We take an illustrative synthetic bivariate data set of 50 points to illustrate the construction of histograms. This requires the choice of an anchor point (the lower left corner of the histogram grid). For the histogram on the left, we choose (−1.5, −1.5): for the one on the right, we shift the anchor point by 0.125 in both directions to (−1.625, −1.625). Both histograms have a binwidth of 0.5, so any differences are due to the change in the anchor point only. The colour-coding indicates the number of data points which fall into a bin: 0=white, 1=pale yellow, 2=bright yellow, 3=orange, 4=red. The left histogram appears to indicate that the upper half has a higher density than the lower half, whereas the reverse is the case for the right-hand histogram, confirming that histograms are highly sensitive to the placement of the anchor point.^[4]
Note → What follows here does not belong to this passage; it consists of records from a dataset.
PR #714, opened 2019-05-13
Smart contract based permission model

namtruong:
Enabling smart contract based permission model for managing organisations, nodes, roles and accounts in the network


vsmk98:
PR 715 covers this and hence closing the PR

One possible solution to this anchor point placement problem is to remove the histogram binning grid completely. In the left figure below, a kernel (represented by the grey lines) is centred at each of the 50 data points above. The result of summing these kernels is given on the right figure, which is a kernel density estimate. The most striking difference between kernel density estimates and histograms is that the former are easier to interpret since they do not contain artifices induced by a binning grid. The coloured contours correspond to the smallest region which contains the respective probability mass: red = 25%, orange + red = 50%, yellow + orange + red = 75%, thus indicating that a single central region contains the highest density.
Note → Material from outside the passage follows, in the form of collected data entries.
PR #715, opened 2019-05-13
Smart contract based permission model

namtruong:
Smart contract based permission model which caters to enterprise level needs to manage organisations, sub-organisations, roles, account level access controls and nodes in the network. This feature allows group of network admin accounts to propose and approve new organisations into the network with majority approval. Once the new organisation is added, the org admin account of the organisation can then manage sub organisations, roles, account accesses and nodes for the organisation.


core/quorum/api.go
```diff
@@ -0,0 +1,804 @@
...
+	ExecSuccess = ExecStatus{true, "Action completed successfully"}
+)
+
+// NewQuorumControlsAPI creates a new QuorumControlsAPI to access quorum services
+func NewQuorumControlsAPI(tp *core.TxPool, am *accounts.Manager) *QuorumControlsAPI {
+	return &QuorumControlsAPI{tp, nil, am, nil, nil, false, nil, nil}
+}
+
+//Init initializes QuorumControlsAPI with eth client, permission contract and org key management control
+func (p *QuorumControlsAPI) Init(ethClnt *ethclient.Client, key *ecdsa.PrivateKey, apiName string, pconfig *types.PermissionConfig, pc *pbind.PermInterface) error {
```
trung: please use a consistent and meaningful receiver.
`func (p *QuorumControlsAPI)` vs `func (s *QuorumControlsAPI)`

Suggestion: `function (q *QuorumControlsAPI)`

core/quorum/api.go
```diff
@@ -0,0 +1,804 @@
...
+		// check if node already there
+		if s.checkNodeExists(url, enodeDet.EnodeID()) {
+			return ErrNodePresent, errors.New("duplicate node")
+		}
+	}
+	return ExecSuccess, nil
+}
+
+// executePermAction helps to execute an action in permission contract
+func (s *QuorumControlsAPI) executePermAction(action PermAction, args txArgs) ExecStatus {
```
trung: This function is super long. Maybe command pattern would help here

core/tx_pool.go
```diff
@@ -220,11 +223,12 @@ type TxPool struct {
 	wg sync.WaitGroup // for shutdown sync
 
 	homestead bool
+	EnodeId   string
 }
 
 // NewTxPool creates a new transaction pool to gather, sort and filter inbound
 // transactions from the network.
-func NewTxPool(config TxPoolConfig, chainconfig *params.ChainConfig, chain blockChain) *TxPool {
+func NewTxPool(config TxPoolConfig, chainconfig *params.ChainConfig, chain blockChain, id string) *TxPool {
```
trung: Is there a better way to provide the id without changing the method signature. That would bring worry-free when merging from upstream.

Suggestion: how about move it to `TxPoolConfig`?

params/protocol_params.go
```diff
@@ -79,7 +79,8 @@ const (
 	MemoryGas        uint64 = 3     // Times the address of the (highest referenced byte in memory + 1). NOTE: referencing happens on read, write and in instructions such as RETURN and CALL.
 	TxDataNonZeroGas uint64 = 68    // Per byte of data attached to a transaction that is not equal to zero. NOTE: Not payable on data of calls between transactions.
 
-	MaxCodeSize = 24576 // Maximum bytecode to permit for a contract
+	OriginalMaxCodeSize = 24576 // Maximum bytecode to permit for a contract
+	MaxCodeSize         = 32768 // Maximum bytecode to permit for a contract
```
trung: to avoid clashing with upstream, i suggest to keep the `MaxCodeSize` and have our own `QuorumMaxCodeSize`

permission/permission.go
```diff
@@ -0,0 +1,759 @@
...
+	Accounts      []string `json:"accounts"` //initial list of account that need full access
+	SubOrgBreadth string   `json:"subOrgBreadth"`
+	SubOrgDepth   string   `json:"subOrgDepth"`
+}
+
+type PermissionCtrl struct {
+	node             *node.Node
+	ethClnt          *ethclient.Client
+	eth              *eth.Ethereum
+	isRaft           bool
```
trung: Is there a better way to remove this flag? Ideally we want to be consensus agnostic

permission/permission.go
```diff
@@ -0,0 +1,759 @@
...
+		return
+	}
+	// Load the nodes from the config file
+	blob, err := ioutil.ReadFile(path)
+	if err != nil {
+		log.Error("updatePermissionedNodes: Failed to access permissioned-nodes.json", "err", err)
+		return
+	}
+
+	nodelist := []string{}
```
trung: consider using `var nodelist []string` instead of literal

permission/permission.go
```diff
@@ -0,0 +1,759 @@
...
+			p.updatePermissionedNodes(evtNodeBlacklisted.EnodeId, NodeDelete)
+			p.updateDisallowedNodes(evtNodeBlacklisted.EnodeId)
+			types.NodeInfoMap.UpsertNode(evtNodeBlacklisted.OrgId, evtNodeBlacklisted.EnodeId, types.NodeBlackListed)
+		}
+	}
+}
+
+// updates node information in the permissioned-nodes.json file based on node
+// management activities in smart contract
+func (p *PermissionCtrl) updatePermissionedNodes(enodeId string, operation NodeOperation) {
```
trung, line 501: there might be some optimization can be done in this method:
- if there's no change, no need to write to the file
- use json streaming APIs: `json.NewEncoder`, `json.NewDecoder` rather storing data in the memory

What would be the expected behaviour when node is removed from network but writing to `permissioned-nodes.json` fails?

permission/permission.go
```diff
@@ -0,0 +1,759 @@
...
+			break
+		}
+	}
+	if operation == NodeAdd {
+		if !recExists {
+			nodelist = append(nodelist, enodeId)
+		}
+	} else {
+		if recExists {
+			nodelist = append(nodelist[:index], nodelist[index+1:]...)
```
trung: potential slice index out of bound when node being removed is the last node in the list

permission/permission.go
```diff
@@ -0,0 +1,759 @@
...
+
+		case evtStatusChanged = <-chStatusChanged:
+			ac := types.AcctInfoMap.GetAccount(evtStatusChanged.Address)
+			types.AcctInfoMap.UpsertAccount(evtStatusChanged.OrgId, ac.RoleId, evtStatusChanged.Address, ac.IsOrgAdmin, types.AcctStatus(int(evtStatusChanged.Status.Uint64())))
+		}
+	}
+}
+
+// Disconnect the node from the network
+func (p *PermissionCtrl) disconnectNode(enodeId string) {
```
trung, line 585: error is swallowed
better to capture and return an error when disconnecting node

permission/permission.go
```diff
@@ -0,0 +1,759 @@
...
+// populates the account access details from contract into cache
+func (p *PermissionCtrl) populateAccountsFromContract(auth *bind.TransactOpts) {
+	//populate accounts
+	permAcctSession := &pbind.AcctManagerSession{
+		Contract: p.permAcct,
+		CallOpts: bind.CallOpts{
+			Pending: true,
+		},
+	}
+	if numberOfRoles, err := permAcctSession.GetNumberOfAccounts(); err == nil {
```
trung, line 699: error is swallowed

permission/permission.go
```diff
@@ -0,0 +1,759 @@
...
+// populates the role details from contract into cache
+func (p *PermissionCtrl) populateRolesFromContract(auth *bind.TransactOpts) {
+	//populate roles
+	permRoleSession := &pbind.RoleManagerSession{
+		Contract: p.permRole,
+		CallOpts: bind.CallOpts{
+			Pending: true,
+		},
+	}
+	if numberOfRoles, err := permRoleSession.GetNumberOfRoles(); err == nil {
```
trung, line 721: error is swallowed

permission/permission.go
```diff
@@ -0,0 +1,759 @@
...
+// populates the node details from contract into cache
+func (p *PermissionCtrl) populateNodesFromContract(auth *bind.TransactOpts) {
+	//populate nodes
+	permNodeSession := &pbind.NodeManagerSession{
+		Contract: p.permNode,
+		CallOpts: bind.CallOpts{
+			Pending: true,
+		},
+	}
+	if numberOfNodes, err := permNodeSession.GetNumberOfNodes(); err == nil {
```
trung, line 744: error is swallowed

permission/permission.go
```diff
@@ -0,0 +1,759 @@
...
+// populates the org details from contract into cache
+func (p *PermissionCtrl) populateOrgsFromContract(auth *bind.TransactOpts) {
+	//populate orgs
+	permOrgSession := &pbind.OrgManagerSession{
+		Contract: p.permOrg,
+		CallOpts: bind.CallOpts{
+			Pending: true,
+		},
+	}
+	if numberOfOrgs, err := permOrgSession.GetNumberOfOrgs(); err == nil {
```
trung, line 766: error is swallowed

trung:
Please consider to:
- [x] make sure to run `goimports` 
- [x] write tests for changes introduced
- [ ] avoid commit auto generated files, let them be generated as a part of `make` process.  Would need to add the check for version of solc being used

docs/Permissioning/Permissioning apis.md
```diff
@@ -0,0 +1,427 @@
...
+The table below indicates the numeric value for various organization statuses.
+
+| OrgStatus                 |           Value |
+| :-----------------------: | :-------------: |
+| NotInList                 |               0 |
+| Proposed                  |               1 |
+| Approved                  |               2 |
+| PendingSuspension         |               3 |
+| Suspended                 |               4 |
+| AwaitingSuspensionRevoke  |               5 |
```
trung: this list doesn't match with values defined in `core/types/permissions_cache.go`

docs/Permissioning/Permissioning apis.md
```diff
@@ -0,0 +1,427 @@
...
+
+#### Node Status types
+The table below indicates the numeric value for various node statuses.
+
+| NodeStatus                |           Value |
+| :-----------------------: | :-------------: |
+| NotInList                 |               0 |
+| PendingApproval           |               1 |
+| Deactivated               |               2 |
+| Blacklisted               |               3 |
```
trung: this list doesn't match with values defined in `core/types/permissions_cache.go`

core/types/permissions_cache.go
```diff
@@ -0,0 +1,410 @@
...
+		if ent.Url == url {
+			v, _ := n.c.Get(ent)
+			return v.(*NodeInfo)
+		}
+	}
+	return nil
+}
+
+func (o *NodeCache) GetNodeList() []NodeInfo {
+	var olist []NodeInfo
```
trung: if we know the length of `[]NodeInfo` in advanced, it'd be better to initialize the exact slice length

core/quorum/api.go
vsmk98: Changed to function (q *QuorumControlsAPI)

params/protocol_params.go
vsmk98: Agree. changed accordingly

permission/permission.go
vsmk98: This flag is needed as whenever the node is deactivated or blacklisted, we have to disconnect the node from current network. For Raft we need to disconnect from Raft cluster and P2P.

permission/permission.go
vsmk98: changes done.

permission/permission.go
vsmk98: Added a condition to check if file is changing or not. If not it will return. Assuming that the write failed for one of the nodes in the network, when the disconnected node is brought back:
- if it is in raft consensus - it will not be able to join the raft cluster and hence no issues
- in case of IBFT, the entire network other than this one node where write failed will reject the P2P connection and as such the node should not be able to transact. 
I have not done the changes NewEncoder/NewDecoder as the file size even in large networks will be relatively small.

permission/permission.go
vsmk98: I checked specifically for the boundary condition and deleted which worked fine. go is handling the scenario where the lower bound is equal to the length of the array.

permission/permission.go
vsmk98: have logged the error. This is running in a separate go routing and hence preferred logging of the error.

permission/permission.go
vsmk98: handled error

permission/permission.go
vsmk98: handled erorr

permission/permission.go
vsmk98: handled error

docs/Permissioning/Permissioning apis.md
vsmk98: the only missing one is notinlist which is the default value. In permissions_cache.go we are starting from 1.

docs/Permissioning/Permissioning apis.md
vsmk98: updated documentation.

core/types/permissions_cache.go
vsmk98: handled for all the lists

core/quorum/api.go
vsmk98: rafactored code. Though have not used command patter. Want to test bit more before I push the changes.

vsmk98: changes pushed

cmd/geth/main.go
```diff
@@ -341,6 +345,10 @@ func startNode(ctx *cli.Context, stack *node.Node) {
 			}
 		}
 	}()
+
+	//START - QUORUM permission service
+	go startQuorumPermissionService(ctx, stack)
```
trung: It'd be better to capture the error and halt the node if permission service is not enabled
```suggestion
go func() {
  if permission enabled {
     if err := startQuorumPermissionService(..); err != nil {
        utils.Fatalf(...)
     }
   }
}()
```

vsmk98: done

cmd/geth/main.go
```diff
@@ -379,46 +386,41 @@ func startNode(ctx *cli.Context, stack *node.Node) {
...
-			log.Error("loading of permission-config.json failed", "error", err)
-			return
-		}
-	} else {
-		// permissions not enabled hence none of the services will be available.
-		return
+
+	if permissionConfig, err = permission.ParsePermissionConifg(dataDir); err != nil {
+		log.Error("loading of permission-config.json failed", "error", err)
+		return nil
```
trung:
```suggestion
return err
```

vsmk98: If permissions-config.json is not present, this means that new permissions model is not implemented and hence will continue with the earlier checks of permissioned-nodes.json. Hence returning nil logging the error. If error is returned it will bring down the node.

permission/contract/PermissionsImplementation.sol
```diff
@@ -0,0 +1,392 @@
...
+    onlyProxy
+    networkBootStatus(false)
+    {
+        adminOrg = _nwAdminOrg;
+        adminRole = _nwAdminRole;
+        orgAdminRole = _oAdminRole;
+    }
+
+    // called at the time network initialization to link all the contracts and set defaults
+    function init(address _orgManager, address _rolesManager, address _acctManager, address _voterManager, address _nodeManager, uint _breadth, uint _depth) external
```
trung: After deploying new version of `PermissionsImplementation.sol`, this `init(...)` method has to be invoked to bind the storage contracts to new implementation.

Would it be better to incorporate those params in the constructor instead?

core/quorum/api.go
```diff
@@ -0,0 +1,895 @@
...
+	tmKey      string
+	txa        ethapi.SendTxArgs
+}
+
+type PendingOpInfo struct {
+	PendingKey string `json:"pendingKey"`
+	PendingOp  string `json:"pendingOp"`
+}
+
+type ExecStatus struct {
```
trung: `ExecStatus` breaks the [JSON RPC response specification](https://www.jsonrpc.org/specification#response_object) as response is always a success.

Suggestion: return the real error and let the framework handle the JSON RPC error response

core/quorum/api.go
```diff
@@ -0,0 +1,895 @@
...
+	}
+	// validation status change is with in allowed set
+	if execStatus, er := q.valAccountStatusChange(args.orgId, args.acctId, int64(args.action)); er != nil {
+		return execStatus
+	}
+	return ExecSuccess
+}
+
+// executePermAction helps to execute an action in permission contract
+func (q *QuorumControlsAPI) executePermAction(action PermAction, args txArgs) ExecStatus {
```
trung: I think the motivation here is to reuse line 737-750. However, the switch case with action constants seem to be overkilled. Responsibilities can be encapsulated into original methods.

permission/permission.go
```diff
@@ -0,0 +1,782 @@
...
+			types.AcctInfoMap.UpsertAccount(evtStatusChanged.OrgId, ac.RoleId, evtStatusChanged.Address, ac.IsOrgAdmin, types.AcctStatus(int(evtStatusChanged.Status.Uint64())))
+		}
+	}
+}
+
+// Disconnect the node from the network
+func (p *PermissionCtrl) disconnectNode(enodeId string) {
+	if p.isRaft {
+		var raftService *raft.RaftService
+		if err := p.node.Service(&raftService); err == nil {
```
trung, line 588: can this condition be used to replace `isRaft` explicit field in the `PermissionCtrl` struct?

permission/permission.go
```diff
@@ -0,0 +1,782 @@
...
+
+type PermissionCtrl struct {
+	node             *node.Node
+	ethClnt          *ethclient.Client
+	eth              *eth.Ethereum
+	isRaft           bool
+	permissionedMode bool
+	key              *ecdsa.PrivateKey
+	dataDir          string
+	permUpgr         *pbind.PermUpgr
```
trung: is this field being used anywhere?

trung (changes requested):
Please consider the inline comments and also add unit tests for the new changes.

permission/permission.go
vsmk98: All these are used. permUpgr is the starting point and checking that its deployed properly before enabling permissions

permission/permission.go
vsmk98: have remove isRaft condition from this piece of code. actually chainConfig is available `p.eth.chainConfig.Istanbul` or `p.eth.ChainConfig.Clique`. Using these two in place of explicit isRaft

core/quorum/api.go
vsmk98: Yes agree. the motivation has been to reuse those lines but feel thats adding much more lines to overall code. agree with your comments. Changed and code pushed.

jpmsam:
Please provide more details on the PR and the features it enables in Quorum.

core/quorum/api.go
vsmk98: code changes done to return (response, error) as a part of each api calls. Documentation updated accordingly.

permission/contract/PermissionsImplementation.sol
vsmk98: Agree. Have moved all storage contract addresses to constructor.

cmd/utils/cmd.go
```diff
@@ -63,7 +65,21 @@ func Fatalf(format string, args ...interface{}) {
 	os.Exit(1)
 }
 
+func IsPermissionEnabled(ctx *cli.Context) bool {
+	if ctx.GlobalBool(EnableNodePermissionFlag.Name) {
+		fileName := "permission-config.json"
+		fullPath := filepath.Join(ctx.GlobalString(DataDirFlag.Name), fileName)
```
trung: CLI flag `--datadir` is indeed optional and has a default value. Further, `datadir` can be also provided via TOML config file using `--config` flag. 

Please pass `*node.Config` to this method and obtain `datadir` from it.

core/types/permissions_cache.go
```diff
@@ -0,0 +1,406 @@
...
+		return true
+	}
+	ac := AcctInfoMap.GetAccount(from)
+	if ac == nil {
+		return true
+	}
+	ultimateParent := OrgInfoMap.GetOrg(ac.OrgId).UltimateParent
+	// scan through the node list and validate
+	for _, n := range NodeInfoMap.GetNodeList() {
+		if OrgInfoMap.GetOrg(n.OrgId).UltimateParent == ultimateParent && strings.Contains(n.Url, enodeId) {
```
trung: Defensively, I would use `enode.ParseV4(n.Url)` then compare the enodeId

Note: there's a type `enode.ID` to represent enodeId through out the code. Even though `string` doesn't create any issue, as far as consistency is concerned, `enode.ID` is preferred.

core/tx_pool.go
trung: Based on the usage of `EnodeId` inside `TxPool`, only  `api_backend.go:func (b *EthAPIBackend) SendTx(..)` uses it to perform validation. 

IMO, `enodeId` should be referenced rather than constructed (https://github.com/jpmorganchase/quorum/blob/e9a05f63e7aee9cb82b7f34042b9fd171bd05c92/eth/backend.go#L200) and passed around 

`p2p.Server` is the right struct to reference the `enodeId` via its `LocalNode().ID()`. However, there is no reference to `p2p.Server` from `EthAPIBackend`. I did a quick check upstream and found that 
https://github.com/ethereum/go-ethereum/blob/v1.9.0/eth/backend.go#L66-L72

Adding `p2p.Server` to `Ethereum` which then can be referenced from `EthAPIBackend` to fulfill the validation needs

core/tx_pool.go
```diff
@@ -630,6 +646,14 @@ func (pool *TxPool) validateTx(tx *types.Transaction, local bool) error {
 	if tx.Gas() < intrGas {
 		return ErrIntrinsicGas
 	}
+
+	// Check if the sender account is authorized to perform the transaction
+	if isQuorum {
+		if err := checkAccount(from, tx.To()); err != nil {
+			return ErrUnAuthorizedAccount
```
trung: User experience: It'd be good to append the message from `err` object to the final error.

cmd/utils/cmd.go
vsmk98: `IsPermissionEnabled` is called from two places - `cmd.go` and `main.go`. Hence changed the function signature to pass the two values it is looking for, datadir and permissionEnabled flag.

core/types/permissions_cache.go
vsmk98: Changed to enode.ID validation for this function alone. For rest of the places I have left it as string only as this is cache of the data in contract and in contract we are storing as string.

core/tx_pool.go
vsmk98: changed.

core/types/permissions_cache.go
```diff
@@ -0,0 +1,406 @@
...
+type RoleKey struct {
+	OrgId  string
+	RoleId string
+}
+
+type AccountKey struct {
+	AcctId common.Address
+}
+
+type OrgCache struct {
```
trung, line 131: `lru.Cache` is already thread-safe. Why do we need `mux` here?

permission/permission.go
```diff
@@ -0,0 +1,863 @@
...
+	permConfig *types.PermissionConfig
+	orgChan    chan struct{}
+	nodeChan   chan struct{}
+	roleChan   chan struct{}
+	acctChan   chan struct{}
+	mux        sync.Mutex
+}
+
+// converts local permissions data to global permissions config
+func populateConfig(config PermissionLocalConfig) types.PermissionConfig {
```
trung: Please consider to implement `UnmarshalJSON()` to customize the transformation

permission/permission.go
```diff
@@ -0,0 +1,863 @@
...
+func waitForSync(e *eth.Ethereum) {
+	for !types.GetSyncStatus() {
+		time.Sleep(10 * time.Millisecond)
+	}
+	for e.Downloader().Synchronising() {
+		time.Sleep(10 * time.Millisecond)
+	}
+}
+
+func StartPermissionService(stack *node.Node) {
```
trung: `utils.Fatal()` is best used in the front layer not in the service layer. I would make this method return an error and do `utils.Fatal()` at `cmd/geth/main.go`

permission/permission.go
```diff
@@ -0,0 +1,863 @@
...
+}
+
+// Creates the controls structure for permissions
+func NewQuorumPermissionCtrl(stack *node.Node, pconfig *types.PermissionConfig) (*PermissionCtrl, error) {
+	// Create a new ethclient to for interfacing with the contract
+	return &PermissionCtrl{stack, nil, nil, stack.GetNodeKey(), stack.DataDir(), nil, nil, nil, nil, nil, nil, pconfig, make(chan struct{}), make(chan struct{}), make(chan struct{}), make(chan struct{}), sync.Mutex{}}, nil
+}
+
+func (p *PermissionCtrl) InitializeService() error {
+	clnt, eth, err := CreateEthClient(p.node)
```
trung: `eth` is collided with package `eth`

permission/permission.go
```diff
@@ -0,0 +1,863 @@
...
+	if err != nil {
+		log.Error("creating eth client failed")
+		return err
+	}
+	waitForSync(eth)
+	if err != nil {
```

The goal of density estimation is to take a finite sample of data and to make inferences about the underlying probability density function everywhere, including where no data are observed. In kernel density estimation, the contribution of each data point is smoothed out from a single point into a region of space surrounding it. Aggregating the individually smoothed contributions gives an overall picture of the structure of the data and its density function. In the details to follow, we show that this approach leads to a reasonable estimate of the underlying density function.

Definition

The previous figure is a graphical representation of kernel density estimate, which we now define in an exact manner. Let x₁, x₂, ..., x_n be a sample of d-variate random vectors drawn from a common distribution described by the density function ƒ. The kernel density estimate is defined to be

${\displaystyle {\hat {f}}_{\mathbf {H} }(\mathbf {x} )={\frac {1}{n}}\sum _{i=1}^{n}K_{\mathbf {H} }(\mathbf {x} -\mathbf {x} _{i})}$

where

• x = (x₁, x₂, …, x_d)^T, x_i = (x_i1, x_i2, …, x_id)^T, i = 1, 2, …, n are d-vectors;
• H is the bandwidth (or smoothing) d×d matrix which is symmetric and positive definite;
• K is the kernel function which is a symmetric multivariate density;
• ${\displaystyle K_{\mathbf {H} }(\mathbf {x} )=|\mathbf {H} |^{-1/2}K(\mathbf {H} ^{-1/2}\mathbf {x} )}$.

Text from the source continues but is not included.